#### [EXERCISE DETAILS]
Look for the string "rounded" in the material below. Copy every line where you find it.

⟨

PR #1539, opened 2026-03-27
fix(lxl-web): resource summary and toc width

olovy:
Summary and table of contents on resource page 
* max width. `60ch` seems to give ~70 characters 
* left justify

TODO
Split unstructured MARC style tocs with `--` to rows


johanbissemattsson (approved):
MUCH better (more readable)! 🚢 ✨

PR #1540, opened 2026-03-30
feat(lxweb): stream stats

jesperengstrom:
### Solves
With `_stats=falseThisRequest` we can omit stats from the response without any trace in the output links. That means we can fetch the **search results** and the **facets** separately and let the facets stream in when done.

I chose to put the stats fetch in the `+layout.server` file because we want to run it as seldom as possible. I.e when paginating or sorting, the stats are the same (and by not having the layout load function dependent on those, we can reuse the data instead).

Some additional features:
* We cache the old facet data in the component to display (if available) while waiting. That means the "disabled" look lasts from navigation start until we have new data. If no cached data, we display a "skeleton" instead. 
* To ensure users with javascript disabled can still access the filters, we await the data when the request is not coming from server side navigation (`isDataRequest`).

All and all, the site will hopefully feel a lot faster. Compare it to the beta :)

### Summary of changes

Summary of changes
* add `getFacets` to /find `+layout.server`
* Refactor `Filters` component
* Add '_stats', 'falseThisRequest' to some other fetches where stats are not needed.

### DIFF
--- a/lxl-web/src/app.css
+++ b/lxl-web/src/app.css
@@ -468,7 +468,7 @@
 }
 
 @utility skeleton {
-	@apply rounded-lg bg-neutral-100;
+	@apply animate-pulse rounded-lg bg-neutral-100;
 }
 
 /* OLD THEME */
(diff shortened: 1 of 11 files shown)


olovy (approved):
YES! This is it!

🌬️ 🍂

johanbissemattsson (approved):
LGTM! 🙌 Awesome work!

⟩
⟨

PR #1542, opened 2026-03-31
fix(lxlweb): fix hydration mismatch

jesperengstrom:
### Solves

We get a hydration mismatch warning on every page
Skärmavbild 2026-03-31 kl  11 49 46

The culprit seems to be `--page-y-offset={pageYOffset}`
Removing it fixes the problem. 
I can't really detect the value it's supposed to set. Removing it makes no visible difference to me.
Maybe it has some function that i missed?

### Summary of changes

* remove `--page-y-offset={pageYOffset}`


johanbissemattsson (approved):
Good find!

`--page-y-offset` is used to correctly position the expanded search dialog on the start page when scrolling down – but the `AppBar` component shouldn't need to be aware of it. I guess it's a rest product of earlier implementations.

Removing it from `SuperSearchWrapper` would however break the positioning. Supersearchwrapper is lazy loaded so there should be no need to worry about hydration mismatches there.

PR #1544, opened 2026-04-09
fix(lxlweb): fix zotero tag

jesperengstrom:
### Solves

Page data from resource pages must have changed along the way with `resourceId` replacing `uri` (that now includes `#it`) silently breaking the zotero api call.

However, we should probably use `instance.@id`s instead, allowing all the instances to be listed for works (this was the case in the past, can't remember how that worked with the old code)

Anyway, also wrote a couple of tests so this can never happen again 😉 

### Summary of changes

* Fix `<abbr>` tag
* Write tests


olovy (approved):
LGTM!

⟩
⟨

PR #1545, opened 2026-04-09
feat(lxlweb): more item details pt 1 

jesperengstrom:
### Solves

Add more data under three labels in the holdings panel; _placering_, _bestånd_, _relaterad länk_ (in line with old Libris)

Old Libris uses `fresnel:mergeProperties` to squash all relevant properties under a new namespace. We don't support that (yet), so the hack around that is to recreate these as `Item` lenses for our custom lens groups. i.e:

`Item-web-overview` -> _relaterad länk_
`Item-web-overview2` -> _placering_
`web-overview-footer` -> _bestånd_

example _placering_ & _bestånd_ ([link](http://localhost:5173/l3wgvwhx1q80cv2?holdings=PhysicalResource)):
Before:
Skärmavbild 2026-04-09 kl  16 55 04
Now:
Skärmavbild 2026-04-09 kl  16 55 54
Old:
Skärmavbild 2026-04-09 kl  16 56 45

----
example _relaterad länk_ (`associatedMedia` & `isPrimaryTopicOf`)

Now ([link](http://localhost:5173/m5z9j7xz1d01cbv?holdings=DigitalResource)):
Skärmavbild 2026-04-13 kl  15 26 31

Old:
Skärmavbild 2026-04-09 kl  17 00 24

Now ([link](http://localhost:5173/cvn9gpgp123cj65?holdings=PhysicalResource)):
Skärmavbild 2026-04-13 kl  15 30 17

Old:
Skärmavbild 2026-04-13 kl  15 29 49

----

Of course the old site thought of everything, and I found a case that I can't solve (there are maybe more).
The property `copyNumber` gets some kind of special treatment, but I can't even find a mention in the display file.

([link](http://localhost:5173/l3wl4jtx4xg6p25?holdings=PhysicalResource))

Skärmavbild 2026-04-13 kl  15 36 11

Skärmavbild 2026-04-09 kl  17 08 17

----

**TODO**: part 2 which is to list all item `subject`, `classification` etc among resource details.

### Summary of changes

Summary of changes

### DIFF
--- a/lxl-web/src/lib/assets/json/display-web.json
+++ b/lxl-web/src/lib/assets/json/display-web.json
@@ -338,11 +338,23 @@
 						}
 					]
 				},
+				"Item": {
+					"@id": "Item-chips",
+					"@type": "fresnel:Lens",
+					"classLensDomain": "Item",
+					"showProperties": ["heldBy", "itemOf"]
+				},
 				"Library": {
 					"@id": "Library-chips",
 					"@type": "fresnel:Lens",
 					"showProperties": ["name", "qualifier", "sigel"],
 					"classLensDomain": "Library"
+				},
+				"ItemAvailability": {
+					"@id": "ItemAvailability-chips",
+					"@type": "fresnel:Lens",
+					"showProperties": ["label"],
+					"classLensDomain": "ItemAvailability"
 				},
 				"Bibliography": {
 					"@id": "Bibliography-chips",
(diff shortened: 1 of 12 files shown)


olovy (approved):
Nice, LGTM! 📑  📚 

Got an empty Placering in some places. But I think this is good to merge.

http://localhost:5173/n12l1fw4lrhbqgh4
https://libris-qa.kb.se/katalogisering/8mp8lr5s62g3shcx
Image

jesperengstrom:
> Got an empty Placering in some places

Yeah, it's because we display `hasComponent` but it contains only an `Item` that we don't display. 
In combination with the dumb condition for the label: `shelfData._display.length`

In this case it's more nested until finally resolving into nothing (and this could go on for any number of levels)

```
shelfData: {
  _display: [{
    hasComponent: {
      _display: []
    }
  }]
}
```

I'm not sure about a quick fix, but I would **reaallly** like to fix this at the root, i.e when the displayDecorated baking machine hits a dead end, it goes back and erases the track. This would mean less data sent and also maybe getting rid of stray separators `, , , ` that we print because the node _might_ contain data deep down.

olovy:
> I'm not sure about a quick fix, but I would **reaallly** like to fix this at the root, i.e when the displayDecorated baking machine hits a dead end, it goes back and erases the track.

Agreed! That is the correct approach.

⟩

#### [REPLY TO THE EXERCISE]
-	@apply rounded-lg bg-neutral-100;
+	@apply animate-pulse rounded-lg bg-neutral-100;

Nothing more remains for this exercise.